I sei destinatari delle misure cautelari sono considerati tutti appartenenti al quel che resta del clan Troncone, falcidiato dagli arresti e dalle inchieste: i vertici dell’organizzazione Vitale Troncone e suo figlio Giuseppe sono entrambi in carcere proprio nell’ambito dell’indagine sulle estorsioni ai danni degli ambulanti che vendono sigarette di contrabbando e gadget in occasione delle partite del Napoli allo stadio Maradona.

Il «dazio» imposto ai venditori ambulanti di «botti» per il Capodanno 2025 fa anche registrare lo scontro tra quel che resta dei Troncone e un gruppo camorristico ribelle formato da giovanissimi, quello degli «Scodellaro». La vigilia di Capodanno uno dei ragazzi appartenenti agli Scodellaro, infatti, viene pestato dai Troncone proprio per ragioni legate al controllo delle cosiddette «bancarelle» (ambulanti) a Fuorigrotta, nel quale i baby camorristi intendevano inserirsi a discapito dei Troncone.
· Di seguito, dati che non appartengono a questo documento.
PR #10834, opened 2022-10-14
ATM/refactor endpoint filters to labels 1

kaeluka:
This is the first of several refactoring PRs.

It introduces the standard endpoint LABELS module that still relies on the standard endpoint FILTERS module and updates the nosql query to rely on labels.

At the end of the refactoring, 
* ... the filters module will have been merged into the labels module.
* ... the choice which query selects/deselects which points will be made in one location and there will be consistency tests to make sure the choice is complete.
* ... I will no longer be using hard-coded constants for selecting endpoints, but rather something type-checkable for easier maintenance.

# Performance

Performance-Experiments for this PR:

| SHA | Experiment | Result | Comment |
|-----|-------|-----|-----|
| [6208071](https://github.com/github/codeql/commit/620807157540dc75d2f701b30a29fadfc94ee37f) | https://github.com/github/codeql-dca-main/issues/7969 | KR: 👍*) | this is a current `main` head |
| [5fa3242](https://github.com/github/codeql/pull/10834/commits/5fa32428aa2c75c3a181108baa10849d71b23adc) | https://github.com/github/codeql-dca-main/issues/7970 | KR: 👍*) | comparable to the current `main` |
| [99fa66c](https://github.com/github/codeql/pull/10834/commits/99fa66c213c4d43cab893412e7d222b291d1f214) | https://github.com/github/codeql-dca-main/issues/7980 | KR: 👍*) | comparable to the current `main`; this is the current `atm/refactor-endpoint-filters-to-labels-1` head |
| [b41daa5](https://github.com/github/codeql/commit/b41daa5146b8aa53d5457a6739655bf5730ca85b) | https://github.com/github/codeql-dca-main/issues/8026 | :+1: | |

*) these weren't run with the four minutes wiggle room that the KR uses.

# To do:

 - [ ] Make a unit test to test we're not changing the behaviour of `getAReasonSinkExcluded` by accident.
 - [ ] Document the new module.

### DIFF
--- a/javascript/ql/experimental/adaptivethreatmodeling/lib/experimental/adaptivethreatmodeling/StandardEndpointLabels.qll
+++ b/javascript/ql/experimental/adaptivethreatmodeling/lib/experimental/adaptivethreatmodeling/StandardEndpointLabels.qll
@@ -10,6 +10,7 @@ private import javascript
 private import semmle.javascript.filters.ClassifyFiles as ClassifyFiles
 private import semmle.javascript.heuristics.SyntacticHeuristics
 private import CoreKnowledge as CoreKnowledge
+private import StandardEndpointFilters as StandardEndpointFilters
 
 module Labels {
   private newtype TEndpointLabel =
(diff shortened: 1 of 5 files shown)


kaeluka:
Hey, @henrymercer! I've added you in case you want to take an early peek; but I'll only remove the draft label once the performance experiment looks good.

javascript/ql/experimental/adaptivethreatmodeling/lib/experimental/adaptivethreatmodeling/StandardEndpointLabels.qll
```diff
@@ -0,0 +1,125 @@
...
+  }
+
+  class LegacyEndpointLabel extends EndpointLabel, TLegacyEndpointLabel {
+    override string getLabel(DataFlow::Node n) {
+      n = StandardEndpointFilters::getALikelyExternalLibraryCall() and
+      result = "legacy/likely-external-library-call"
+      or
+      StandardEndpointFilters::flowsToArgumentOfLikelyExternalLibraryCall(n) and
+      result = "legacy/flows-to-argument-of-likely-external-library-call"
+    }
```
henrymercer, line 48: This reads as more of a hierarchy of labels to me, and calling `getLabel` on something that is already a label doesn't entirely make sense to me.

Another way of organizing this would be to split up `LegacyEndpointLabel` into `LegacyExternalLibraryCallLabel` and `LegacyFlowsToArgumentOfLikelyExternalLibraryCallLabel` where the last two are subclasses of the first.  Then we could have a `Label#matchesEndpoint(DataFlow::Node n)` predicate.  Why use strings?  Is there a performance reason?  If we're leaving it to later, why not do it now?

henrymercer (commented):
Thanks for splitting out a small first PR to review!  This looks like it preserves behaviour, but I have a question about the structure.

javascript/ql/experimental/adaptivethreatmodeling/lib/experimental/adaptivethreatmodeling/StandardEndpointLabels.qll
kaeluka: > calling getLabel on something that is already a label doesn't entirely make sense to me.

This is great feedback. I think the solution will be to rename the `EndpointLabel` to `EndpointLabeller`!

> Why use strings?

The reason I'm returning a string is that there's one instance per label-range (a class will only ever produce labels in a certain range like `legacy/reason-sink-excluded/**`, but that `**` may be a set that is open to extension. I want consuming code to be able to pick the labeller by matching on the *range* of the labeller by default as this will very likely be faster than filtering labels; but filtering on the label should be possible, because this is more fine-grained.

Example: consider a label that measures how large the function that surrounds an endpoint is. That'd have a range of, eg., `context/function/lines-of-code/**`, but specific labels returned by `getLabel` would be `context/function/lines-of-code/32`, `context/function/lines-of-code/4`, etc..

With the `matchesEndpoint` design, you'd not be able to select "all endpoints in functions that have 15 lines or less" in a natural manner (natural means: relying on labels alone, not by adding extra methods to that labeller and using them in the .ql files) because that labeller would need to have an infinite number of instances (which isn't possible).

I'll add a documentation commit that will make this design more clear 👍

kaeluka:
Odd, I had formatted this file from vs code, but when I run `codeql query format -i path/to/file.qll` it changes the formatting yet again 😕

kaeluka:
@henrymercer, can I get a review on this? I think my comment above addresses your concerns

Dopo l’aggressione uno degli esponenti dei gruppo Scodellaro, quello picchiato, dopo avere imposto ai venditori di fuochi di artificio di non pagare le tangenti imposte dai Troncone si è vendicato picchiando colui che stava riscuotendo il pizzo per i suoi rivali. La camorra di Fuorigrotta, emerge dall’indagine dei carabinieri, ha chiesto soldi a tutti gli ambulanti: alcuni hanno aderito e altri invece no: ma non l’ha chiesto, riferisce una delle vittime ascoltate dai militari, a colui che aveva denunciato e fatto arrestate i Troncone.